* Requirement *
Filter the records for "github" and keep each line that has it.

* Study material *
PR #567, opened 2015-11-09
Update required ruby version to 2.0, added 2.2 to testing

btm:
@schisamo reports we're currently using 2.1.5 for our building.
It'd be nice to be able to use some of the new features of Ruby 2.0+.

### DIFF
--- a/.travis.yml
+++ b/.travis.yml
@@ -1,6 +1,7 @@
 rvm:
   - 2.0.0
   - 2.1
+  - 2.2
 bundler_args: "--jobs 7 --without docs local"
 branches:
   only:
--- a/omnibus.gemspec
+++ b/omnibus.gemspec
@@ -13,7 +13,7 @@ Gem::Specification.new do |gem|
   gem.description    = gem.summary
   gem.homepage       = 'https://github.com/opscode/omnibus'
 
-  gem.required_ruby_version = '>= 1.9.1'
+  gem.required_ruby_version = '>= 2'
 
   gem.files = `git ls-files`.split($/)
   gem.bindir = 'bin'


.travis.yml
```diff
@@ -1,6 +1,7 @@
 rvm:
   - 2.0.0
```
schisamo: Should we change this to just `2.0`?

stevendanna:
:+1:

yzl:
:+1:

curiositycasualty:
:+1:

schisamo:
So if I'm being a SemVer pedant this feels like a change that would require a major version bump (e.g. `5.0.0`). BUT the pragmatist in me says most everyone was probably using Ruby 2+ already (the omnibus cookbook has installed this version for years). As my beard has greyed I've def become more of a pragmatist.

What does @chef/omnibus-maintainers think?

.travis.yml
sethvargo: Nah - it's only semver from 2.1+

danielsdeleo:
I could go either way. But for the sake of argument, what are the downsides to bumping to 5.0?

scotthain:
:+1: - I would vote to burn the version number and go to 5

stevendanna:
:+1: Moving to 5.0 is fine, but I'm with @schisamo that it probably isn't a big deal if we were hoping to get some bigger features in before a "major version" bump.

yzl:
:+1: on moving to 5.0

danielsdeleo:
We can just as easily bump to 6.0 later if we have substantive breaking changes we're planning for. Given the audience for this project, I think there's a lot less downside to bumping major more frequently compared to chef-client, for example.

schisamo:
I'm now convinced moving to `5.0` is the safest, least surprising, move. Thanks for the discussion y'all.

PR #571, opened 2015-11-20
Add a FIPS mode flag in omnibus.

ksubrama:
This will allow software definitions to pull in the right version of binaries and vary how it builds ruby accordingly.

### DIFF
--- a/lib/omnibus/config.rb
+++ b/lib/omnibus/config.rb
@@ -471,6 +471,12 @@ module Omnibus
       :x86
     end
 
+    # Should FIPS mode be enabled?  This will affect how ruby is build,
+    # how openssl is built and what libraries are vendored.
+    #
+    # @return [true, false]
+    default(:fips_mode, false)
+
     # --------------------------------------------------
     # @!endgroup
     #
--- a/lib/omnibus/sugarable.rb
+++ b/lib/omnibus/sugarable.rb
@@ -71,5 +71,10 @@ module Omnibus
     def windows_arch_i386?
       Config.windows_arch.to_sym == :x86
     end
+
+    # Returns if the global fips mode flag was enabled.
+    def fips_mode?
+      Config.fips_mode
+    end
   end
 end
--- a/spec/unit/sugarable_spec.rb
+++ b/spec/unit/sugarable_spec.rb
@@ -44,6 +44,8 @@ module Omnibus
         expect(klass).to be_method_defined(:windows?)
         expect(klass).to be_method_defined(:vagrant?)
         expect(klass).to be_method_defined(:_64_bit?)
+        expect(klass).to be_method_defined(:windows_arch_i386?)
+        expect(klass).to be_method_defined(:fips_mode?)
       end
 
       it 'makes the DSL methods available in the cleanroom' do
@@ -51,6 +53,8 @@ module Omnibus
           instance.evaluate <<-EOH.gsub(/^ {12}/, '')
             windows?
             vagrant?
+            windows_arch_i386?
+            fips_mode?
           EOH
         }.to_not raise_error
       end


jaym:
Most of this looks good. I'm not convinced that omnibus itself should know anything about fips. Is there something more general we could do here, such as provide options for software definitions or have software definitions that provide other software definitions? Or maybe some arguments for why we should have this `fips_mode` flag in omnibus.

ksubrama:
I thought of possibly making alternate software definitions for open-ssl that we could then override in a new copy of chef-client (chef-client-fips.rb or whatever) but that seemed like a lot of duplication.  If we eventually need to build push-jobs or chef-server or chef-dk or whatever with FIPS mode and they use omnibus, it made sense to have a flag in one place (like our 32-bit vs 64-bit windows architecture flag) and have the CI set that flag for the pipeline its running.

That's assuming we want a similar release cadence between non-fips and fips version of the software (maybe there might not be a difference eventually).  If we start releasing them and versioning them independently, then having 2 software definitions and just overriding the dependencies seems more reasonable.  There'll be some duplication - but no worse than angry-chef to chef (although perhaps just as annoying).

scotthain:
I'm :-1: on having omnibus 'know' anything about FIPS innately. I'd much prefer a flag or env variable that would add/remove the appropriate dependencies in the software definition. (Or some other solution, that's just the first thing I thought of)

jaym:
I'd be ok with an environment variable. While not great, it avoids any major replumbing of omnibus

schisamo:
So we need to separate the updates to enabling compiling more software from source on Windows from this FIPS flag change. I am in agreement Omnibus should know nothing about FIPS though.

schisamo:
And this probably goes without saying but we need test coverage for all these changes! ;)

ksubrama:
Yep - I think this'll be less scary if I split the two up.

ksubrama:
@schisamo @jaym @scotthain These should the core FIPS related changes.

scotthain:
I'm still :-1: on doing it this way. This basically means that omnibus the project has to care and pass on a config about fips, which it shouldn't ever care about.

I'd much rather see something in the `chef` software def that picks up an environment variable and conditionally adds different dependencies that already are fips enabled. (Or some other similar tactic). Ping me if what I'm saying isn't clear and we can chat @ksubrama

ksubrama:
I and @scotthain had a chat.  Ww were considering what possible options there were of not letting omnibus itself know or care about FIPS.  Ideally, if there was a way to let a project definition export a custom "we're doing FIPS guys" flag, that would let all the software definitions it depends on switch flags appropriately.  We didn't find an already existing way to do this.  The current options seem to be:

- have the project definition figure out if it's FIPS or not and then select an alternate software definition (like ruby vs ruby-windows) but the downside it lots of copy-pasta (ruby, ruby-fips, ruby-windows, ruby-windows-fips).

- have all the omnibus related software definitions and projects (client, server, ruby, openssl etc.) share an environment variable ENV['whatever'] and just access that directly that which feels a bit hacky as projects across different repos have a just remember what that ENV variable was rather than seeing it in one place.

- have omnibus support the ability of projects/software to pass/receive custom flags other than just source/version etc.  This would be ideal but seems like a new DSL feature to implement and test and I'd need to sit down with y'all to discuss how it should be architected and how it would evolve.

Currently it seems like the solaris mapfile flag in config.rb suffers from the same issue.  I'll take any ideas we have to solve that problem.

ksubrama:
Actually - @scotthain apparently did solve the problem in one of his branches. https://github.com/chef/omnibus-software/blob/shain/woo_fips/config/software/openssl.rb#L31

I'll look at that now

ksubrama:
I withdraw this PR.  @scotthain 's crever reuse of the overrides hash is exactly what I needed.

* Reply to the task *
   gem.homepage       = 'https://github.com/opscode/omnibus'
Actually - @scotthain apparently did solve the problem in one of his branches. https://github.com/chef/omnibus-software/blob/shain/woo_fips/config/software/openssl.rb#L31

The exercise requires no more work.